Pelo menos onze pessoas foram detidas em Londres durante os protestos pró-Palestina e de extrema direita

16 de maio de 2026, Londres, Reino Unido: Londres, Reino Unido. Manifestantes participam da manifestação “Unite The Kingdom”, organizada pelo nacionalista de extrema direita Tommy Robinson.
Europa Press/Contacto/Ray Tang

MADRID 16 maio (EUROPA PRESS) -

Pelo menos onze pessoas foram detidas durante o dia deste sábado em Londres, onde ocorreram duas grandes manifestações, uma pró-palestina e outra de extrema direita, em um dia que coincide também com a celebração da final da FA Cup de futebol.

“Até às 13h, ocorreram onze detenções por diversas infrações (...). As duas marchas seguem pelos percursos previstos”, informou a Polícia Metropolitana de Londres.

A polícia mobilizou cerca de 4.000 agentes para garantir a segurança durante o dia de protestos, com uma manifestação convocada pelo político de extrema direita Tommy Robinson e outra convocada para lembrar o Dia da Nakba, ou Desastre Palestino.

Robinson organizou uma marcha sob o lema “Unamos o Reino” entre Kingsway e a Praça do Parlamento, e milhares de pessoas aderiram ao protesto, muitas delas vindas de fora de Londres.

Robinson, cujo nome verdadeiro é Stephen Yaxley-Lennon, é conhecido por seu discurso radical anti-islâmico, pois considera que um muçulmano não pode ser inglês e que o islamismo é uma ameaça para o país. Ele também denuncia um declínio da cultura britânica devido à imigração e critica especialmente as políticas do primeiro-ministro Keir Starmer, do Partido Trabalhista.

Por outro lado, dezenas de milhares de pessoas compareceram à manifestação pelo Dia da Nakba, ou Tragédia Palestina, que coincide com o aniversário da criação do Estado de Israel e da expulsão forçada da população palestina.

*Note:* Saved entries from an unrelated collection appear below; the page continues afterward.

PR #1835, opened 2026-05-11
feat(auth): makes get requests permissive

BenTopping:

- Makes all get requests permissive

This was decided because traction-ui retrieves sample sheet's via get requests and Limber polls traction for tube creation. This may change in the future but it is fine for initial implementation.

### DIFF
--- a/app/controllers/concerns/authenticator.rb
+++ b/app/controllers/concerns/authenticator.rb
@@ -33,8 +33,14 @@ module Authenticator
   # 2. API key (if X-Traction-Client-Id header present)
   # 3. Denied (if neither present)
   #
+  # GET requests are allowed without authentication.
+  # This can be changed in the future but it was decided because of known use cases:
+  # - Limber check for tube creation
+  # - Traction-ui sample sheet generation link
+  #
   # @return [void]
   def authenticate_request!
+    return if request.get?
     return unless Flipper.enabled?(:y25_662_enable_request_authentication)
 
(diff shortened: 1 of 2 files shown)


app/controllers/concerns/authenticator.rb
```diff
@@ -33,8 +33,14 @@ module Authenticator
...
   # 3. Denied (if neither present)
   #
+  # GET requests are allowed without authentication.
+  # This can be changed in the future but it was decided because of known use cases:
+  # - Limber check for tube creation
+  # - Traction-ui sample sheet generation link
+  #
   # @return [void]
   def authenticate_request!
+    return if request.get?
```
yoldas: I think putting it here short-circuits too early. It practically disables security checks for any GET requests. The purpose of this method is dispatching the request for three authentication methods: bearer_token, api_key, and unauthenticated. Can it go into `handle_unauthenticated!` ?

BenTopping: Okay happy to move it. I put it there to prevent unnecessary checks we know are going to fail `bearer_token_present?` and `api_key_present?`.

BenTopping: Updated in [1c32aff](https://github.com/sanger/traction-service/pull/1835/commits/1c32affc98a91dd267da48fdd05e8a2e2732bb99)

yoldas (approved):

PR #1868, opened 2026-07-03
Y26-179 - Merge smrtbell and pacbio96v3 tag sets.

### LINKED ISSUE #1849: Y26-179 - Disable Pacbio_96_barcode_plate_v3 and Transition to SMRTbell_Barcoded_Adapter_Plates_ABCD
**Context**
The current Pacbio_96_barcode_plate_v3 tag set is still available within the system, despite the introduction of the newer SMRTbell_Barcoded_Adapter_Plates_ABCD tag set. Continuing to use the older tag set limits operational capability and creates potential complications for future sample pooling.

The SMRTbell_Barcoded_Adapter_Plates_ABCD tag set provides approximately 300% more barcodes, significantly increasing sequencing flexibility and improving pooling capacity. However, to fully realise these benefits and avoid inconsistencies between legacy and new workflows, users need to be transitioned away from the old tag set.

This transition requires two coordinated activities:
- Disabling the Pacbio_96_barcode_plate_v3 tag set to prevent further use.
- Updating historical and existing samples currently assigned to Pacbio_96_barcode_plate_v3 so they instead reference SMRTbell_Barcoded_Adapter_Plates_ABCD.

Without this change, users may continue selecting outdated barcode plates, limiting scalability and increasing the risk of pooling-related issues.

**User story**
As a sequencing laboratory user, I want the Pacbio_96_barcode_plate_v3 tag set to be disabled and existing samples transitioned to SMRTbell_Barcoded_Adapter_Plates_ABCD, So that I can use the expanded barcode capacity, maintain consistency across workflows, and avoid future pooling issues.

James W

James W

**Acceptance criteria**
- [ ] The Pacbio_96_barcode_plate_v3 tag set can no longer be selected or assigned to new samples or workflows.
- [ ] Samples currently associated with Pacbio_96_barcode_plate_v3 are updated to use SMRTbell_Barcoded_Adapter_Plates_ABCD without loss of sample data or traceability.

**Dependencies**

- #<issue_no.>
- sanger/<repo>#<issue_no.>

References
- #<issue_no.>
- sanger/<repo>#<issue_no.>

**Additional context**

**Deployment notes**

BenTopping:
Closes #1849 

- Adds single_use lib rake folder for one off data migration scripts.
- Adds script to merge pacbio smrtbell tag sets.

#### Additional notes
The main reason for swapping the tags between the tag_sets is to prevent migrating a large amount of data on the models that use the tags e.g Pacbio::Library and Aliquot. If we didnt swap the tags and instead changed the underlying data to point to the equivalent tags we would touch ~20000 records.

Y26-179 - Traction tag set merge (1)


lib/tasks/create_tags.rake
```diff
@@ -452,7 +452,7 @@ namespace :tags do
     task pacbio_96_barcode_plate_v3: :environment do
       puts '-> Creating Pacbio_96_barcode_plate_v3 tag set and tags'
       set = TagSet.pacbio_pipeline
-                  .find_or_create_by!(name: 'Pacbio_96_barcode_plate_v3', uuid: '7a7f33e6-4912-4505-0d1e-3ceef7c93695')
+                  .find_or_create_by!(name: 'Pacbio_96_barcode_plate_v3', uuid: '7a7f33e6-4912-4505-0d1e-3ceef7c93695', active: false)
```
yoldas: This should use another approach because finding involves all three fields otherwise.
find_or_initialize by the first two fields, and then update .
or
find_or_create_by and then update.

BenTopping: AH yes good spot! Thanks.

BenTopping: Fixed in [5440c6e](https://github.com/sanger/traction-service/pull/1868/commits/5440c6e8e0ea3439befac2b9fdf5e9b024612729). Turns out we made this mistake in a few places. Good catch 👏

lib/tasks/single_use/2026_07_merge_pacbio_smrtbell_tag_sets.rake
```diff
@@ -0,0 +1,147 @@
...
+#   equivalent SMRTbell_Barcoded_Adapter_Plates_ABCD tags.
+#   - Note: Small migration ~300 records to update the libraries and request pool used aliquots to
+#     use the new tags. Tag group_id/oligo will remain the same so this is a simple update of the
+#     tag_id in the database.
+# - Deactivate the old Pacbio_96_barcode_plate_v3 tag set.
+#
+namespace :single_use do # rubocop:disable Metrics/BlockLength
+  # Check that the required tag sets exist and return them
+  def check_tag_sets_exist
+    p96v3_tag_set = TagSet.find_by(name: 'Pacbio_96_barcode_plate_v3')
```
BenTopping: check its active

lib/tasks/create_tags.rake
```diff
@@ -340,8 +343,8 @@ namespace :tags do
       puts '-> Creating Nextera UD tag set and tags'
       set = TagSet.pacbio_pipeline
                   .create_with(sample_sheet_behaviour: :hidden)
-                  .find_or_create_by!(name: 'Nextera_UD_Index_PlateA', uuid: 'dd87fafe-1432-157f-fd16-b1a8bae9e6a4', active: false)
-
+                  .find_or_create_by!(name: 'Nextera_UD_Index_PlateA', uuid: 'dd87fafe-1432-157f-fd16-b1a8bae9e6a4')
+      set.update!(active: false) if set.active?
```
StephenHulme, line 347: Are these all production UUIDs? Is it worth just referring to the names, or are the UUIDs the same in UAT too?

StephenHulme (approved):
Looks good, just one question.

lib/tasks/create_tags.rake
BenTopping: Yes UUID's should be the same across all envs, they link to production SMRTLink UUIDs so when we create them we have to make sure the UUIDs match.

yoldas (approved):

PR #1870, opened 2026-07-10
Remove stale feature flags

BenTopping:
Removes stale feature flags from the code base

- y25_662_enable_request_authentication [1ba6439](https://github.com/sanger/traction-service/pull/1870/commits/1ba64392387809c69c6d7fcc627b0cdb1e01d88a)
- y25_662_reject_unauthenticated_requests [85cd964](https://github.com/sanger/traction-service/pull/1870/commits/85cd964a40bcbd93d86df04981285f56d8f18bab)
    - This was slightly tricker as it means now that all of our non-GET specs require an API key to get past auth hence the mass changes from json_api_headers to -> auth_json_api_headers. This felt like a better solution that stubbing the auth module.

O ministro da Justiça, David Lammy, advertiu que as autoridades intervirão “rapidamente” caso haja violência durante essas manifestações. Além disso, ele criticou a convocação da extrema direita por “propagar o ódio e a divisão”.

“Eles não são um reflexo do Reino Unido do qual tenho tanto orgulho. O protesto pacífico é um direito fundamental e sempre o protegerei, mas se o protesto degenerar em violência, agiremos rapidamente”, advertiu.